Raises:BoundConstraintError – If any bound constraint is violated.
__init__(bounds, previous_preprocessor=None)

Constructor.

Parameters:
  • bounds (tuple of sequence) – The first sequence contains the lower bounds, the second sequence contains the upper bounds for each variable.
  • previous_preprocessor (callable, optional) – Another callable that processes the phenome before this one does.
class optproblems.base.BoundConstraintsRepair(bounds, repair_modes, previous_preprocessor=None)

A pre-processor that repairs violations of bound constraints.

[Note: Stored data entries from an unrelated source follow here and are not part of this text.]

PR #1428, opened 2021-11-08
2446 better vertically center align table cell content

Kiarokh:
fix https://github.com/Lundalogik/crm-feature/issues/2446

## Review:

### Browsers tested:

Windows:
- [ ] Chrome
- [ ] Edge
- [ ] Firefox

Linux:
- [ ] Chrome
- [ ] Firefox

macOS:
- [ ] Chrome
- [ ] Firefox
- [ ] Safari

Mobile:
- [ ] Chrome on Android
- [ ] iOS


src/components/table/table.scss
```diff
@@ -97,6 +97,15 @@ $tabulator-arrow-color-active: rgb($tabulator-arrow-color-active-raw-value);
     .tabulator-cell {
         border-right: transparent;
         padding: functions.pxToRem(8);
+
+        display: inline-flex;
```
Kiarokh, line 101: I am not sure whether we should mark this as a breaking change or not. I know this will affect for instance one of our own components as described here: https://github.com/Lundalogik/crm-feature/issues/2447

adrianschmidt: Hmm… yeah… that's a good question… 🤔

It's better to err on the side of caution, so I'd say yes, mark it as breaking, and describe the change and potential effect in the breaking change description 👍

Kiarokh: Thanks, I just don't know the rituals of introducing breaking changes? where do I write that this is a breaking change? How to mark it?

adrianschmidt: https://github.com/Lundalogik/lime-elements/blob/next/CONTRIBUTING.md#footer 🙂

src/components/table/partial-styles/tabulator-custom-styles.scss
```diff
@@ -67,8 +67,7 @@
     }
 
     .tabulator-cell {
-        height: functions.pxToRem(44);
-        line-height: functions.pxToRem(32);
+        height: functions.pxToRem(44) !important;
```
LucyChyzhova, line 70: is it possible to avoid using `!important` in this context?

LucyChyzhova (approved):

src/components/table/partial-styles/tabulator-custom-styles.scss
Kiarokh: I have tried to avoid using `!important` as much as it was possible. But because we're overriding Tabulator's original styles, sometimes it is not possible. Tabulator has a messy and bad-written CSS unfortunately. So it's hard to avoid these things.

This one is also a very specific case, so using !important is not a very big deal. To avoid it, we have to add a lot of more classes before `.tabulator-cell` to make the styles very specific. But that's not worth it. Because our own CSS becomes harder to read & maintain, and the output becomes larger. It's better to keep the CSS structure clean and do not nest classes inside each other.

More information about the available repair methods can be found in [Wessing2013].

Note

This class makes use of the decorator design pattern for potential chaining of pre-processors, see https://en.wikipedia.org/wiki/Decorator_pattern

References

[Wessing2013]S. Wessing (2013). Repair Methods for Box Constraints Revisited. In: Applications of Evolutionary Computation. Vol. 7835 of Lecture Notes in Computer Science, pp. 469-478, Springer. https://dx.doi.org/10.1007/978-3-642-37192-9_47
__call__(phenome)

Return a repaired version of this phenome.

Does not modify the original.

__init__(bounds, repair_modes, previous_preprocessor=None)

Constructor.

Parameters:
  • bounds (tuple of sequence) – The first sequence contains the lower bounds, the second sequence contains the upper bounds for each variable.
  • repair_modes (sequence) – Contains an individual repair mode for each variable. The methods projection, reflection, and wrapping are supported. Values of None indicate that repair is not possible/desired. If a constraint violation is detected in this case, an exception is raised.
  • previous_preprocessor (callable, optional) – Another callable that processes the phenome before this one does.

Example

The following example shows the repair of bound constraint violations by reflection.

import random
from optproblems import *

# define an objective function
def example_function(phenome):
   return sum(x ** 2 for x in phenome)

# assume the following bounds
bounds = ([0.0] * 5, [1.0] * 5)
# before evaluations, possible constraint violations will be repaired
repair = BoundConstraintsRepair(bounds, ["reflect"] * 5)
problem = Problem(example_function, phenome_preprocessor=repair)
# generate random solutions with violated constraints
solutions = [Individual([random.random() * 5 for _ in range(5)]) for _ in range(10)]
# evaluate batch of solutions (by default in sequential order)
problem.batch_evaluate(solutions)
# objective values were stored together with decision variables
# repaired phenome was not stored!
for solution in solutions:
    print(solution.phenome, solution.objective_values)

# use repair explicitly
for solution in solutions:
    solution.phenome = repair(solution.phenome)
    print(solution.phenome, solution.objective_values)

# show counted evaluations
print(problem.consumed_evaluations, problem.remaining_evaluations)

Benchmarking

For comparing optimization algorithms experimentally, it is common to use “artificial” problems, whose true optima are known.

class optproblems.base.TestProblem(objective_functions, num_objectives=None, max_evaluations=inf, worker_pool=None, mp_module=None, phenome_preprocessor=None, name=None)

Abstract base class for artificial test problems.

get_locally_optimal_solutions(max_number=None)

Return locally optimal solutions.

This is an abstract method. Implementations must be deterministic. This method should be most useful for single-objective, continuous problems.

get_optimal_solutions(max_number=None)

Return globally optimal or Pareto-optimal solutions.

This is an abstract method. Implementations must be deterministic. In the multi-objective case, the generated solutions should be evenly distributed over the whole Pareto-set.